沈渡的后背又凉了。他在里面待了一个多小时,从没听到过任何歌声。
回到义庄,天已经快黑了。陆晚棠第一次看到义庄,她站在铁门前,看着那块“义庄”的匾,沉默了几秒。“这就是你说的‘地方’?”沈渡点头。“进来吧。但不要碰任何东西。”
陆晚棠跟在他身后走进正堂。供桌上,爷爷、秀娘、无名的牌位并排立着,烛火跳动。她看到那些牌位,没有害怕,反而走近了一些,盯着爷爷的牌位看了很久。沈渡把院长的白骨放在供桌下面,瘫坐在长凳上。陆晚棠从背包里拿出湿巾,递给他。“擦擦脸。”沈渡接过,慢慢擦脸上的血。老尸一号的布帘掀开了一条缝,那只浑浊的眼睛看着陆晚棠,看了很久,然后布帘放下了。沈渡注意到,陆晚棠没有看到那只眼睛——或者说,她看到了,但没有害怕。

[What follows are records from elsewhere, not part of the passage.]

PR #659, opened 2022-01-19
feat(client): support request id as Strings.

niklasad1:
Supersedes #644

It makes it possible to configure the clients to generate `request object ID` as a strings instead of numbers, I did the most simple way and converting the `numeric ID` to strings from the `RequestIdManager`. 

We might want to use some more optimized `itoa` instead of format in future or generate random IDs.

However, `numeric ids` is still default because it avoids some allocations.

The rationale behind this is that some `JSON-RPC servers` suffers from the issue where they can't decode `Id` as numbers because of the `serde-json arbritary-precision` bug, so this is a workaround for that.

//cc @whalelephant I think this should be what you need right?

### DIFF
--- a/client/http-client/src/client.rs
+++ b/client/http-client/src/client.rs
@@ -130,7 +130,7 @@ impl ClientT for HttpClient {
 	{
 		let guard = self.id_manager.next_request_id()?;
 		let id = guard.inner();
-		let request = RequestSer::new(id.clone(), method, params);
+		let request = RequestSer::new(&id, method, params);
 
 		let fut = self.transport.send_and_read_body(serde_json::to_string(&request).map_err(Error::ParseError)?);
 		let body = match tokio::time::timeout(self.request_timeout, fut).await {
@@ -171,7 +171,7 @@ impl ClientT for HttpClient {
 		let ids: Vec<Id> = guard.inner();
 
 		for (pos, (method, params)) in batch.into_iter().enumerate() {
-			batch_request.push(RequestSer::new(ids[pos].clone(), method, params));
+			batch_request.push(RequestSer::new(&ids[pos], method, params));
 			ordered_requests.push(ids[pos].clone());
 			request_set.insert(ids[pos].clone(), pos);
 		}
--- a/client/http-client/src/client.rs
+++ b/client/http-client/src/client.rs
@@ -30,7 +30,7 @@ use std::time::Duration;
 use crate::transport::HttpTransportClient;
 use crate::types::{ErrorResponse, Id, NotificationSer, ParamsSer, RequestSer, Response};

手机震动。陌生号码:“孤儿院那单完成了。厉害。你比我想象的强。另一半真相:你爷爷当年不是只接单,他是在找一个人——一个女人。穿红裙子的女人。她是你。也是赶尸匠。她没死,但也不是活人。她在等你。”
沈渡猛地站起来,盯着屏幕。他回复:“我?她不是我很小的时候就死了吗?”陌生号码:“你爷爷是这么说的。但那是为了保护你。你是上一代‘守门人’,她把自己封在了某个地方,防止阴间彻底崩塌。你爷爷一辈子都在找她,没找到。他死之前,把线索留给了你——怀表、老尸、还有义庄里的那些陶罐。”沈渡抬头看向正堂门口。前院的陶罐在暮色中像一排沉默的哨兵。陌生号码又发了一条:“你今晚会很累。早点休息。明天,我告诉你打开陶罐的方法。”
沈渡放下手机,看向陆晚棠。她正站在供桌前,盯着爷爷的牌位,嘴里轻声念着什么。沈渡走过去,听到她在念:“沈渡的爷爷,您好。我是他同事。他今天做了很危险的事,但他没事。您放心。”沈渡站在她身后,心里涌起一种说不清的感觉。他第一次觉得,这个女孩不是“麻烦”,而是一种他从未拥有过的东西。陆晚棠转过头,看着他。“你哭了?”沈渡抬手摸了摸脸,是湿的。不是血,是眼泪。他不知道自己什么时候流的泪。他摇了摇头,转身走出正堂。陆晚棠跟在他身后,没有追问。
暮色沉沉,义庄的前院里,那排陶罐的影子被拉得很长。最外面那个黄纸破了的陶罐,罐口又伸出了那青灰色的手指,这次不是缩回去,而是朝沈渡的方向招了招手。沈渡盯着那手指,没有走过去。他低声说:“我知道你在里面。但我今天太累了。改天再看你。”手指停了一下,然后慢慢缩了回去。陆晚棠站在他身后,轻声问:“那是什么?”沈渡:“不知道。但很快就要知道了。”
天黑了。陆晚棠没有离开义庄。她说“你这样子骑不了车,我陪你一晚”,然后坐在正堂的长凳上,靠着墙,不一会儿就睡着了。沈渡给她盖了张薄毯,自己坐在供桌前,守着烛火。
深夜,义庄外又响起了脚步声——不是昨晚那个女人的,是更轻、更碎的,像很多人的脚步。沈渡走到门口,透过门缝往外看。前院里,月光下,十三个小小的身影站成一排,朝着正堂的方向鞠躬。然后它们化作光点,飞走了。沈渡站在门后,轻声说:“晚安。”
他回头看向正堂。陆晚棠睡得很沉,嘴角带着一点笑。老尸一号的布帘完全掀开了。它走了出来,站在供桌前,面朝大门的方向,一动不动,像是在守夜。沈渡看着它的背影,第一次觉得——义庄,好像不那么冷了。